Empire Flame was a member of Convoy ON 110, which departed from Liverpool on 6 July and arrived at Boston, Massachusetts, United States on 26 July. She left the convoy at Halifax on 22 July, joining Convoy XB 31 on 26 July and arriving at Boston two days later. Empire Flame left the convoy at the Cape Cod Canal and sailed to New York, arriving on 30 July. She sailed from New York on 13 August for Boston, where she joined Convoy BX 34, which sailed on 19 August and arrived at Halifax two days later. Carrying steel and general cargo, Empire Flame departed from Halifax on 22 August as a member of Convoy SC 97, which arrived at Liverpool on 7 September. She left the convoy at the Clyde, where she arrived that day. Empire Flame sailed from the Clyde on 20 September to join Convoy ON 132, which had sailed from Liverpool the previous day and arrived at New York on 8 October. She was carrying the Convoy Commodore, Rear-Admiral Sir Errol Manners KBE. She left the convoy at Halifax, arriving on 7 October. Empire Flame sailed from Halifax on 19 October to join Convoy SC 106, which had sailed from New York on 16 October and arrived at Liverpool on 5 November. She was carrying a cargo of grain and also fourteen passengers. Empire Flame was a member of Convoy ON 148, which sailed on 23 November and arrived at New York on 13 December. She was carrying the Convoy Commodore, Captain F H Taylor DSC, Royal Navy. She left the convoy at Halifax, where she arrived on 12 December, sailing the next day with Convoy HF 21, which arrived at Saint John, New Brunswick, Canada, on 15 December. Empire Flame returned to Halifax with Convoy FH 25, which sailed on 28 December, arriving two days later.

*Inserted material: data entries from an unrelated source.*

PR #7139, opened 2019-12-26
silence some annoying warnings

Megamouse:
Some warnings were driving me nuts.

### DIFF
--- a/rpcs3/rpcs3qt/cheat_manager.cpp
+++ b/rpcs3/rpcs3qt/cheat_manager.cpp
@@ -127,7 +127,7 @@ cheat_engine::cheat_engine()
 	}
 	catch (YAML::Exception& e)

Empire Flame sailed on 7 January 1943 to join Convoy SC 118, which had departed from New York on 4 January and arrived at Liverpool on 29 January. She was carrying a cargo of grain. She sailed from Liverpool on 12 February for the Belfast Lough, arriving the next day. She then joined Convoy ON 167, which departed from Liverpool on 14 February and arrived at New York on 8 March. By this time, Empire Flame was no longer a CAM ship. She left the convoy at Halifax, where she arrived on 6 March. She then joined Convoy HF 41, which sailed on 10 March and arrived at St. John two days later. She departed from St. John on 23 March with Convoy FH 44, arriving at Halifax two days later. Empire Flame was a member of Convoy SC 125, which departed from Halifax on 31 March and arrived at Liverpool on 15 April. She was carrying a cargo of flour and the Convoy Commodore, Captain R G Clayton, DSC, Royal Naval Reserve.

Empire Flame was a member of Convoy ONS 6, which departed from Liverpool on 29 April and arrived at Halifax on 17 May. She was carrying the Convoy Commodore, Captain M J D Mayall, Royal Naval Reserve. She then joined Convoy HS 86, which departed on 19 May and arrived at Sydney the next day. Empire Flame then joined Convoy SQ 49, which sailed on 23 May and arrived at Father Point, Quebec, Canada on 27 May. Empire Flame later sailed to the Red Islet, from where she departed on 12 June with Convoy QS 52, arriving at Sydney on 16 June. She then joined Convoy SH 87, which sailed on 18 June and arrived at Halifax the next day. Empire Flame departed from Halifax on 27 June with Convoy SC 135, which arrived at Liverpool on 11 July. She was carrying a cargo of explosives, grain and vehicles. as well as the Convoy Commodore.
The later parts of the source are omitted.